I don't see any sort of "applications" section in the paper. They talk about how I guess you could build the puzzle thing with "arrays of ultracold atoms in optical lattices", but that still doesn't answer the question. My takeaway is that even problems which benefit dramatically from quantum algorithms in some cases (in a future where that's cheap and widely available) should have careful algorithm design built on other heuristics.
They also allow the solvers a move that measures the superposition, and if the state collapses to the solved state then that's a finish (otherwise the puzzle resets to the initial scrambled state). So a viable quantum strategy is to just repeatedly get decent overlap with the solved state until you get lucky; you don't need to be perfect.
Something I initially did't understand is why their classical solver ever takes more than 4 moves to solve the puzzle.

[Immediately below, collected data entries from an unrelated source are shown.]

PR #3650, opened 2026-08-27
fix(otlp): reject invalid HTTP endpoint environment values

cijothomas:
## Summary

Fail OTLP/HTTP exporter construction when an explicitly configured endpoint environment variable is invalid, instead of silently falling through to another endpoint or localhost.

## Before

- An invalid signal-specific endpoint, such as `OTEL_EXPORTER_OTLP_TRACES_ENDPOINT`, was silently ignored.
- Resolution continued to `OTEL_EXPORTER_OTLP_ENDPOINT` or the default localhost endpoint.
- An invalid generic endpoint was also silently ignored in favor of localhost.
- Empty endpoint environment variables were not consistently treated as unset.

This could make exporter construction succeed while telemetry was sent to a destination different from the one the operator configured.

## After

- A present, non-empty signal-specific endpoint must parse successfully or exporter construction fails.
- A present, non-empty generic endpoint must produce a valid signal endpoint or exporter construction fails.
- Errors identify the offending environment variable and value.
- Empty endpoint environment variables are treated as unset, per the OpenTelemetry environment-variable specification.
- Programmatic configuration remains the highest-priority source.

The change includes coverage for signal-specific and generic invalid values, empty values, programmatic invalid endpoints, precedence, and non-Unicode environment values on Unix.

### DIFF
--- a/opentelemetry-otlp/src/exporter/http/mod.rs
+++ b/opentelemetry-otlp/src/exporter/http/mod.rs
@@ -733,6 +733,29 @@ fn build_endpoint_uri(endpoint: &str, path: &str) -> Result<Uri, ExporterBuildEr
     })
 }
 
+fn endpoint_from_env(variable: &str) -> Result<Option<String>, ExporterBuildError> {
+    match env::var(variable) {
+        Ok(value) if value.is_empty() => Ok(None),
+        Ok(value) => Ok(Some(value)),
+        Err(env::VarError::NotPresent) => Ok(None),
+        Err(env::VarError::NotUnicode(_)) => Err(ExporterBuildError::InvalidConfig {
+            name: variable.to_string(),
+            reason: "environment variable value is not valid Unicode".to_string(),
+        }),
+    }
+}
+
+fn invalid_endpoint_env(
+    variable: &str,
+    value: &str,
+    error: ExporterBuildError,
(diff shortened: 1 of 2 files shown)


opentelemetry-otlp/src/exporter/http/mod.rs
```diff
@@ -746,18 +769,18 @@ fn resolve_http_endpoint(
...
-    } else if let Some(endpoint) = env::var(OTEL_EXPORTER_OTLP_ENDPOINT)
-        .ok()
-        .and_then(|s| build_endpoint_uri(&s, signal_endpoint_path).ok())
-    {
+        endpoint
+            .parse()
+            .map_err(|er: http::uri::InvalidUri| {
+                ExporterBuildError::InvalidUri(endpoint.clone(), er.to_string())
+            })
+            .map_err(|error| invalid_endpoint_env(signal_endpoint_var, &endpoint, error))
```
scottgerring, line 783: will this double nest errors? - i think it might look like:

```
"OTEL_EXPORTER_OTLP_TRACES_ENDPOINT: invalid endpoint '<value>': invalid URI <value>. Reason <parse error>" 
```

scottgerring (approved):
LGTM!

PR #3651, opened 2026-08-27
fix(otlp): reject invalid gRPC endpoint environment values

scottgerring:
## Summary

gRPC counterpart to #3650. Applies the same `endpoint_from_env` pattern to the tonic exporter: empty endpoint env vars are treated as unset, and non-Unicode values fail exporter construction instead of being silently ignored.

Unlike the HTTP side, invalid URI *syntax* already failed at `Endpoint::from_shared` — this change only adds empty-as-unset semantics and non-Unicode detection.

### DIFF
--- a/opentelemetry-otlp/src/exporter/tonic/mod.rs
+++ b/opentelemetry-otlp/src/exporter/tonic/mod.rs
@@ -268,7 +268,7 @@ impl TonicExporterBuilder {
         let config = self.exporter_config;
 
         let endpoint_str = apply_insecure_scheme(
-            Self::resolve_endpoint(signal_endpoint_var, config.endpoint),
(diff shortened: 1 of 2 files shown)


opentelemetry-otlp/src/exporter/tonic/mod.rs
```diff
@@ -552,6 +555,18 @@ pub(crate) fn render_source_chain(err: &(dyn std::error::Error + 'static)) -> St
 /// path/query/fragment delimiter, so `unix:///tmp/x` is treated as schemed
 /// while `collector:4317/p://q` is not.
 ///
+fn endpoint_from_env(variable: &str) -> Result<Option<String>, ExporterBuildError> {
```
cijothomas, line 558: this method is misplaced. can you move this above the comments for insecure_shceme.

PR #3652, opened 2026-08-28
perf(proto): avoid cloning every span when grouping by scope

namse:
Fixes #

## Changes

`group_spans_by_resource_and_scope` takes `Vec<SpanData>` by value, but groups the spans by *reference* into a `HashMap<&InstrumentationScope, Vec<&SpanData>>` and then finishes with `span_data.clone().into()`. Since the function already owns the batch, that clone duplicates every span on every export, and the copy is dropped immediately after the proto conversion reads it.

This groups the spans while consuming the batch, so each one is moved into `impl From<SpanData> for Span` instead of being cloned first. The `InstrumentationScope` is cloned once per distinct scope rather than once per span.

One observable change: the order of `ScopeSpans` in the result is now insertion order instead of `HashMap` iteration order, so the output is deterministic for a given batch. The existing tests do not depend on the order and pass unchanged.

## Benchmarks

Apple M-series, `--release`, 200 iterations per row, spans built to look like typical HTTP server spans. Times are per batch; `transform` is `group_spans_by_resource_and_scope` alone, `encode` is `prost::Message::encode` of the resulting `ExportTraceServiceRequest` (unchanged by this PR, shown for scale). Encoded payload bytes were asserted identical between the two implementations.

| batch | transform (before) | transform (after) | encode | transform + encode |
|---|---|---|---|---|
| 512 spans, 6 attrs | 529 µs | **290 µs** (-45%) | 174 µs | 702 µs → **464 µs** (-34%) |
| 512 spans, 11 attrs | 843 µs | **442 µs** (-48%) | 254 µs | 1.097 ms → **696 µs** (-37%) |
| 512 spans, 11 attrs + 5 events | 1.150 ms | **545 µs** (-53%) | 406 µs | 1.556 ms → **951 µs** (-39%) |
| 2048 spans, 11 attrs | 3.440 ms | **1.818 ms** (-47%) | 1.040 ms | 4.480 ms → **2.857 ms** (-36%) |

The allocation churn goes away too: the 512-span batch above encodes to 269 KiB, and the clone was building an equivalent amount of owned `String`/`Vec` data per export just to drop it.

<details>
<summary>Benchmark harness</summary>

A standalone binary depending on `opentelemetry`, `opentelemetry_sdk`, `opentelemetry-proto` (`gen-tonic-messages`, `trace`) and `prost`. It builds a `Vec<SpanData>` once, then per iteration clones the batch (outside the timed region, since the function consumes it), times the grouping call, and times the encode:

```rust
for _ in 0..rounds {
    let cloned = batch.clone();

    let transform_start = Instant::now();
    let resource_spans = group_spans_by_resource_and_scope(cloned, &resource_proto);
    transform_total += transform_start.elapsed();

    let request = ExportTraceServiceRequest { resource_spans };
    let mut buffer = Vec::with_capacity(request.encoded_len());

    let encode_start = Instant::now();
    request.encode(&mut buffer).unwrap();
    encode_total += encode_start.elapsed();

    std::hint::black_box(&buffer);
}
```

The "after" column runs the same loop against a local copy of the new implementation, and asserts `buffer.len()` matches the "before" run.

</details>

* [x] Unit tests added/updated (if applicable) — the existing `group_spans_by_resource_and_scope` tests cover single-scope, multi-scope and schema-url behaviour and pass unchanged
* [x] Changes in public API reviewed (if applicable) — no signature change

🤖 Generated with [Claude Code](https://claude.com/claude-code)

https://claude.ai/code/session_01SXikH9N5aBgd4iPKz9Su3r

### DIFF
--- a/opentelemetry-proto/CHANGELOG.md
+++ b/opentelemetry-proto/CHANGELOG.md
@@ -3,6 +3,7 @@
 ## vNext
 
 - **Bug fix**: Accept empty `AnyValue` objects in OTLP/JSON payloads instead of rejecting the entire request.
+- **Performance**: `group_spans_by_resource_and_scope` no longer clones every `SpanData`. The batch is owned by the function, so spans are now moved into the proto conversion instead of being grouped by reference and cloned. This cuts the transform time of a 512-span batch roughly in half.
 
 ## 0.32.0
 
--- a/opentelemetry-proto/CHANGELOG.md
+++ b/opentelemetry-proto/CHANGELOG.md
@@ -3,7 +3,7 @@
 ## vNext
 
 - **Bug fix**: Accept empty `AnyValue` objects in OTLP/JSON payloads instead of rejecting the entire request.
-- **Performance**: `group_spans_by_resource_and_scope` no longer clones every `SpanData`. The batch is owned by the function, so spans are now moved into the proto conversion instead of being grouped by reference and cloned. This cuts the transform time of a 512-span batch roughly in half.
+- **Performance**: `group_spans_by_resource_and_scope` no longer clones every `SpanData`. The batch is owned by the function, so spans are now moved into the proto conversion instead of being grouped by reference and cloned. This cuts the transform time of a 512-span batch roughly in half. ([#3652](https://github.com/open-telemetry/opentelemetry-rust/pull/3652))
 
 ## 0.32.0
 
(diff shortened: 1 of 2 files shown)


scottgerring:
@bantonsson reckon you could take a look at this one when you've got a moment? You've spent the most time of anyone thinking about perf in tracing!

bantonsson (approved):

bantonsson:
This is ready to be merged @cijothomas

cijothomas (approved):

At most one move to ensure a green square is in the top row, and then at most two moves to move the other green square into the other top row slot, and then a move to certify the solution. The issue is that the puzzle can start in superposed states, where the classical solver can only permute which states have which amplitudes and so always only has a chance of verification succeeding and relatively few variations on this. Whereas the quantum solver can use interference effects to make a big amplitude that it can then move to the solved state.
I was sort of hoping that they would show, for example, that superposed moves could transition from some classical unsolved states to the solved state in fewer steps deterministically. Some sort of known-source-known-destination variation on Grover's algorithm. But nothing like that unfortunately. An obvious obstacle to this is that the square-root-of-swaps don't commute with each other in a simple way, so almost all sequences of them don't correspond to a classical permutation; you basically have to undo what you did to get back to the classical manifold.